***** RAW DATA *****
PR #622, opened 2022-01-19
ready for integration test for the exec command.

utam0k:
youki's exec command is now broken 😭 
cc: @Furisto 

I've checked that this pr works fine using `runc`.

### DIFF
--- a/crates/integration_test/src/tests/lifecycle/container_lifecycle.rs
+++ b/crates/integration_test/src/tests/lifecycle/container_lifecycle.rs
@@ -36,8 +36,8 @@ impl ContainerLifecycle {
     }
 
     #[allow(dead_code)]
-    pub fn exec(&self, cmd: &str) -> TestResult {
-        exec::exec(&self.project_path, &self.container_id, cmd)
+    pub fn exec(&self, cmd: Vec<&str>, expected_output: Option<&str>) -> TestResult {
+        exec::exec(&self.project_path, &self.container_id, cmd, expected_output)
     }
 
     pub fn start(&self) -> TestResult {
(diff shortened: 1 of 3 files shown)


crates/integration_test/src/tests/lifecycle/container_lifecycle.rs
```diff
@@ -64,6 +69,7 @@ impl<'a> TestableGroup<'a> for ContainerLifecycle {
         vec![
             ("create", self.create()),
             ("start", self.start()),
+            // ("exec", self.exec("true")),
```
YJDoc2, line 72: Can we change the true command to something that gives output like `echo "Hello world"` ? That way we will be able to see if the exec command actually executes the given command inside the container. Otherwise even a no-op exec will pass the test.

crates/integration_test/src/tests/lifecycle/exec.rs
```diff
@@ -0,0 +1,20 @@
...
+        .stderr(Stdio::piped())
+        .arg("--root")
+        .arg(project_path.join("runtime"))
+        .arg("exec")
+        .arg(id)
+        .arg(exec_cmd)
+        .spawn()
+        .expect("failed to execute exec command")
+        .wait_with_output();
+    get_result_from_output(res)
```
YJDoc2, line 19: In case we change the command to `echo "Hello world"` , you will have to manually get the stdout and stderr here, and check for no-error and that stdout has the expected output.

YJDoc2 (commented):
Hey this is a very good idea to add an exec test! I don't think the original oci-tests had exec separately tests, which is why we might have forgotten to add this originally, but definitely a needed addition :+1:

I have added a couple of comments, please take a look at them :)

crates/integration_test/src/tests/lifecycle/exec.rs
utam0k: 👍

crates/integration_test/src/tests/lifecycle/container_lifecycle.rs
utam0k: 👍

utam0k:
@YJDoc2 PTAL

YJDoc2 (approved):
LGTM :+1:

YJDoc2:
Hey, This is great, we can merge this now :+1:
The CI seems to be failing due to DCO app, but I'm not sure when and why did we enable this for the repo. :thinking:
*****
***** RAW DATA *****
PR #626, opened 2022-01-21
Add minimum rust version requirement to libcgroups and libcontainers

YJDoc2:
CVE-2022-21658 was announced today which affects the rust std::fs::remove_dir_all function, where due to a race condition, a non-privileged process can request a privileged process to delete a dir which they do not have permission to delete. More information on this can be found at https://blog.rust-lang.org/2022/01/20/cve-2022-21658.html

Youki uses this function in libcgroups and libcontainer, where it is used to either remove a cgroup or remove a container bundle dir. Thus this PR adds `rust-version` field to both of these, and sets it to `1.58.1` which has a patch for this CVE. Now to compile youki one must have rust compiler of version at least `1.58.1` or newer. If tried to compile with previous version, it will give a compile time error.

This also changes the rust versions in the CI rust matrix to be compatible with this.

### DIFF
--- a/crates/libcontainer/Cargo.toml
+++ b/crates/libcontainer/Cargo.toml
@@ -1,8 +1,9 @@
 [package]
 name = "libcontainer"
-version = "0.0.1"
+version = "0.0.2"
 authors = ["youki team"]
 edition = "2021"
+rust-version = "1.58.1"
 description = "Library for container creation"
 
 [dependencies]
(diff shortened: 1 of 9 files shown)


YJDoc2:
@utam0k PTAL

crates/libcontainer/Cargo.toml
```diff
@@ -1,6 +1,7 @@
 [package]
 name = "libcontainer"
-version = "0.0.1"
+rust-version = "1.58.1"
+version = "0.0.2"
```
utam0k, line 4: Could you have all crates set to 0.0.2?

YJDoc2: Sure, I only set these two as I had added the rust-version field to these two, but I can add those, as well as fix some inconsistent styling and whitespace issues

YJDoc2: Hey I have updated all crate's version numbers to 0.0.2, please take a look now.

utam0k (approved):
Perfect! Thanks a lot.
*****
TASK GOAL:
Please copy out each line of the listing above that contains the string "take".

TASK RESPONSE:
I have added a couple of comments, please take a look at them :)
YJDoc2: Hey I have updated all crate's version numbers to 0.0.2, please take a look now.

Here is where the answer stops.